About this task: Determine the count of lines containing "possible" in the entries below and return only that figure.

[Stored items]

· · · · · · ·

Issue #5991, opened 2024-11-11
Memory Consumption Issue with Elastic Agent on Kubernetes with high number of resources


rhr323:
### Issue Summary

In our testing on the serverless platform, we aimed to assess the maximum number of projects that can be supported on a single MKI cluster. We were using the Elastic Agent version 8.15-4-SNAPSHOT to mitigate previously identified memory issues.

Most Elastic Agent instances functioned without issues. However, on nodes hosting vector search projects, where a larger number of Elasticsearch instances and their associated Kubernetes resources (e.g., pods, deployments, services, secrets) are allocated, we observed the Elastic Agent running out of memory. This typically occurred when these nodes were hosting around 100 Elasticsearch instances.

### Observed Behavior

- Elastic Agent on high-density nodes (around 100 Elasticsearch instances) experienced memory exhaustion and got stuck in a crash loop.
- Diagnostic data was collected from an Elastic Agent on a node with ~70 allocated projects at the time of capture.

### Environment

- Elastic Agent version: 8.15-4-SNAPSHOT
- Kubernetes environment: Serverless platform, MKI cluster
- Node allocation: ~100 Elasticsearch instances per node for vector search projects

swiatekm:
Having looked at the diagnostics and telemetry for one of the agent Pods encountering this problem, my initial thoughts are as follows:

1. The metricbeat elasticsearch module itself is, unsurprisingly, using a good chunk of memory. We can probably optimize that.
2. There's a lot of configuration churn on the elastic-agent side caused by the kubernetes variable provider, and that's most likely what leads to the agent itself using more memory than expected. I'm tackling that in #5835 .
3. In beats themselves, needing to reload configuration frequently also adds up to additional memory consumption and possibly other kinds of disruption (If we have a scraper that is supposed to fetch metrics every 10 seconds, but we reload config every 5 seconds, then we're effectively scraping every 5 seconds instead). If the beats config manager could avoid restarting units it doesn't need to restart, this effect could be mitigated.

swiatekm:
@elastic/stack-monitoring do we have a synthetic benchmark for the elasticsearch metricbeat module? It would help a lot, as reproducing the environment this issue came up in is a huge pain.

consulthys:
@swiatekm Honestly not to my knowledge, but since we've taken over SM very recently, maybe @miltonhultgren has a more insightful answer to give you.

miltonhultgren:
👋🏼 
[...]

PR #6011, opened 2024-11-13
Emit Pod data only for running Pods in the Kubernetes provider

swiatekm:
## What does this PR do?

The kubernetes provider emits data each time a Pod gets updated, even if the Pod is not yet running. As a result, every time a new Pod is spawned, we get multiple updates as it is created, scheduled, containers are created, and so on. Instead, emit the data only if the Pod is actually running.

## Why is it important?

Configuration reloading can be quite expensive when there are a lot of Pods on the Node. We should avoid doing so unnecessarily. This change should help #5835 and #5991.

Note that in principle this exposes us to a new failure mode. It's possible for the Pod to successfully finish running and be removed before we push the new configuration to beats. This was much less likely when we included the Pod when it was scheduled, but still possible with our 100ms debounce timer in the coordinator. I think the tradeoff is worth it, considering the issues with config reloading on large Nodes.

## Checklist

Deploy the agent in a local kind cluster using either the default manifests or the Helm Chart.

## Related issues

- Relates #5835
- Relates #5991

### DIFF
--- a/changelog/fragments/1731500837-pod-status-updates.yaml
+++ b/changelog/fragments/1731500837-pod-status-updates.yaml
@@ -1,0 +1,32 @@
+# Kind can be one of:
+# - breaking-change: a change to previously-documented behavior
+# - deprecation: functionality that is being removed in a later release
+# - bug-fix: fixes a problem in a previous version
+# - enhancement: extends functionality but does not break or fix existing behavior
+# - feature: new functionality
+# - known-issue: problems that we are aware of in a given version
+# - security: impacts on the security of a product or a user’s deployment.
+# - upgrade: important information for someone upgrading from a prior version
+# - other: does not fit into any of the other categories
+kind: enhancement
+
+# Change summary; a 80ish characters long description of the change.
+summary: Emit Pod data only for running Pods in the Kubernetes provider
+
+# Long description; in case the summary is not enough to describe the change
+# this field accommodate a description without length limits.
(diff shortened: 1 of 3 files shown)


pkoutsovasilis (approved):
This change makes sense to me; LGTM

gizas:
@swiatekm thanks for this. This makes sense.

I want to make sure some corner cases like:
- pods created from cronjobs
- pods that are restarting (eg. OOM or Imagepull error) how this will behave in such cases?

blakerouse:
> > @swiatekm thanks for this. This makes sense.
> > I want to make sure some corner cases like:
> > ```
> > * pods created from cronjobs
> > ```
> 
> There isn't really any difference. It's possible for the Pod to be finished running before we update the configuration, but this is possible right now too. I'm not sure if this is a problem either way - scrapers probably wouldn't get any metrics, and container logs should remain for filelog to read until the Pod is deleted.

We actually delay the removal of a pod after it is stopped to ensure that it exists for a period of time. This is needed for reading the log files for a reason (think nginx access logs from inside of the container). I think this should handle the case where the status is basically greater than > Running. As in crashed, stopping, stopped, etc.

swiatekm:
For the record, I considered other approaches to this problem, but trying to debounce the updates in a more clever way made things more difficult to reason about and ultimately not much better than the current solution.

blakerouse (changes requested):

gizas (approved):

PR #6028, opened 2024-11-14
Add var generation benchmark

swiatekm:
## What does this PR do?

Add a benchmark for variable generation from provider mappings. We specifically profile having a lot of Pods from the Kubernetes provider, which is something that has recently become a problem, and which the configuration generation pipeline doesn't deal with very well. I used test data from a real environment where the problems outlined in #5991 and #5835 could be reproduced.

## Why is it important?

I'd like to make some improvements to both the var generation and the configuration generation in the coordinator, and want a straightforward way of demonstrating their impact.

## Checklist

## Related issues

- Related #5835
- Relates #5991


swiatekm:
> Looks good. I imagine we are going to track the results of this benchmark in PRs aimed to improve k8s variable performance but do we have plans to track changes to the benchmark results for the long term ? Are we going to rely on CI to keep track of these results ?

My impression is that this code changes infrequently enough that this wouldn't give us much benefit vs the work necessary, unless we already have a benchmark result tracking solution that would be easy to use. I was mostly hoping that whenever someone makes a change to var generation, they could run this manually.

swiatekm:
I thought I could avoid backporting this, but my other changes in #6058 and #6114 depend on it, so I'll have to do it.

PR #6038, opened 2024-11-14
enhancement(4889): added check to abort enrolling if user is privileg…

### LINKED ISSUE #4889: Actionable error message when attempting to `enroll` an unprivileged Agent as a privileged user
**Version: 8.14.0**
**Operating System: Ubuntu 24.04 LTS**
**Platform: arm64**

While working on [this issue](https://github.com/elastic/elastic-agent/issues/4705) comparing root and unprivileged elastic agents, I encountered an error with the `enroll` command when using unprivileged agent.

**Steps to Reproduce:**
1. Deploy ESS v8.14.0
2. Create agent policy with system integration
3. Install fleet managed agent with the unprivileged flag `sudo ./elastic-agent install --unprivileged --url=<fleet url> --enrollment-token=<token>` 
4. Unenroll the agent 
5. Enroll the agent `sudo elastic-agent enroll --url=<fleet url> --enrollment-token=<token>`
6. Agent enrollment gets confirmed, but incoming data does not get confirmed
7. Agent status in fleet ui is stuck in `updating`
8. Running `sudo elastic-agent status` we get the following error

```
Error: failed to communicate with Elastic Agent daemon: rpc error: code = Unavailable desc = connection error: desc = "transport: Error while dialing: dial unix /opt/Elastic/Agent/elastic-agent.sock: connect: connection refused"
For help, please see our troubleshooting guide at https://www.elastic.co/guide/en/fleet/8.14/fleet-troubleshooting.html
```

## Definition of Done

_Based on discussion in the comments:_

* [ ] When a user `install`s an Agent using `--unprivileged`, then tries to `enroll` this Agent with a privileged user, an error message with the suggestions in https://github.com/elastic/elastic-agent/issues/4889#issuecomment-2158635347 is shown to the user.

kaanyalti:
- Enhancement

## What does this PR do?

This PR updates the enroll command so that it provides a more descriptive error message to the user in the case a root user tries to enroll an unprivileged agent.

## Why is it important?

Provides users with clearer information.

## Checklist

- Create an agent policy, install and enroll and agent in unprivileged mode
- Unenroll the agent
- Try to enroll the agent with root user, validate the error message

## Related issues
- Closes #4889

### DIFF
--- a/testing/integration/escaping_secrets_in_policy_test.go
+++ b/testing/integration/escaping_secrets_in_policy_test.go
@@ -30,6 +30,7 @@ func TestEscapingSecretsInPolicy(t *testing.T) {
 		Stack: &define.Stack{},
 		Sudo:  true,
 	})
+	t.Skip("flaky test: https://github.com/elastic/elastic-agent/issues/6107")
 	ctx := context.Background()
 	fixture, err := define.NewFixtureFromLocalBuild(t, define.Version())
 	require.NoError(t, err)


internal/pkg/agent/cmd/enroll_cmd.go
```diff
@@ -328,26 +360,21 @@ func (c *enrollCmd) writeDelayEnroll(streams *cli.IOStreams) error {
...
-			}
-		} else {
-			agentRunning = false
+	if !c.options.FleetServer.SpawnAgent {
+		// wait longer to try and communicate with the Elastic Agent
+		if agentConErr != nil {
+			return "", errors.New("failed to communicate with elastic-agent daemon; is elastic-agent running?")
 		}
+	} else {
+		agentRunning = false
```
michalpristas, line 374: i think this does not really keep the logic. 
we should check probably
```go
if agentConnErr != nil && !c.options.FleetServer.SpawnAgent {
    return "", errors.New("failed to communicate with elastic-agent daemon; is elastic-agent running?")
} else {
    agentRunning = agentConnErr == nil
}
```

internal/pkg/agent/cmd/enroll_cmd.go
```diff
@@ -195,11 +216,22 @@ func (c *enrollCmd) Execute(ctx context.Context, streams *cli.IOStreams) error {
...
+	c.log.Debug("verifying communication with running Elastic Agent daemon")
+	// attempt to get the agent state, if there is an error, proceed without
+	// handling the error and provide the fleetServerBootstrap with the error
+	as, asErr := c.getAgentStateWB(ctx)
+	if asErr == nil {
+		// skip this check if enroll is run by the install command
+		if hasRoot && as.Info.Unprivileged && !c.options.FromInstall {
+			return unprivilegedAgentRootUserError
+		}
+	}
```
blakerouse, line 233: I did not see the original filled issue for this and I would have made a comment there. I know this is coming late, but I believe this is the wrong approach.

If you call `enroll` as root, you can easily tell if Elastic Agent is installed without communicating with the daemon. You can read the user/group from the executing binary from the filesystem, because you are root. 

You can then just `ReExec` the enroll command directly using the `user` you retrieved from reading from the disk. You need to read `user` from the filesystem as @michalpristas is adding the ability to use a custom user, so you cannot rely on the idea that the user is always the same.

This change also will allow a root user to call enroll and have the enroll work correctly as the unprivileged user.

internal/pkg/agent/cmd/enroll_cmd.go
```diff
@@ -174,16 +178,33 @@ func newEnrollCmd(
...
 		options:          options,
 		configStore:      store,
 		configPath:       configPath,
 		daemonReloadFunc: daemonReload,
+		getAgentStateWB:  agentStateBackoffFunc(getDaemonState, waitForAgentState, daemonTimeout),
+		hasRoot:          hr,
 	}, nil
 }
 
+var unprivilegedAgentRootUserError = errors.New("cannot execute this command as root, agent is unprivileged, use \"sudo -u elastic-agent-user enroll\"")
```
blakerouse, line 196: See below.

But if you don't change the way this works then `sudo -u elastic-agent-user` cannot be hard-coded because the username will be able to be customized. @michalpristas Is adding that ability.

This also doesn't work on Windows, you would need to provide an error message that world work on Windows.

blakerouse (changes requested):

internal/pkg/agent/cmd/enroll_cmd.go
kaanyalti: yes, you're right, updating right away

internal/pkg/agent/cmd/enroll_cmd.go
kaanyalti: Yes it would, and I am now thinking that the current implementation is tricky to get working with delayed enrolls. I started looking into your suggestion and will be replacing this PR.

kaanyalti:
Closed in favor of #6144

· · · · · · ·

Solution to the problem: 2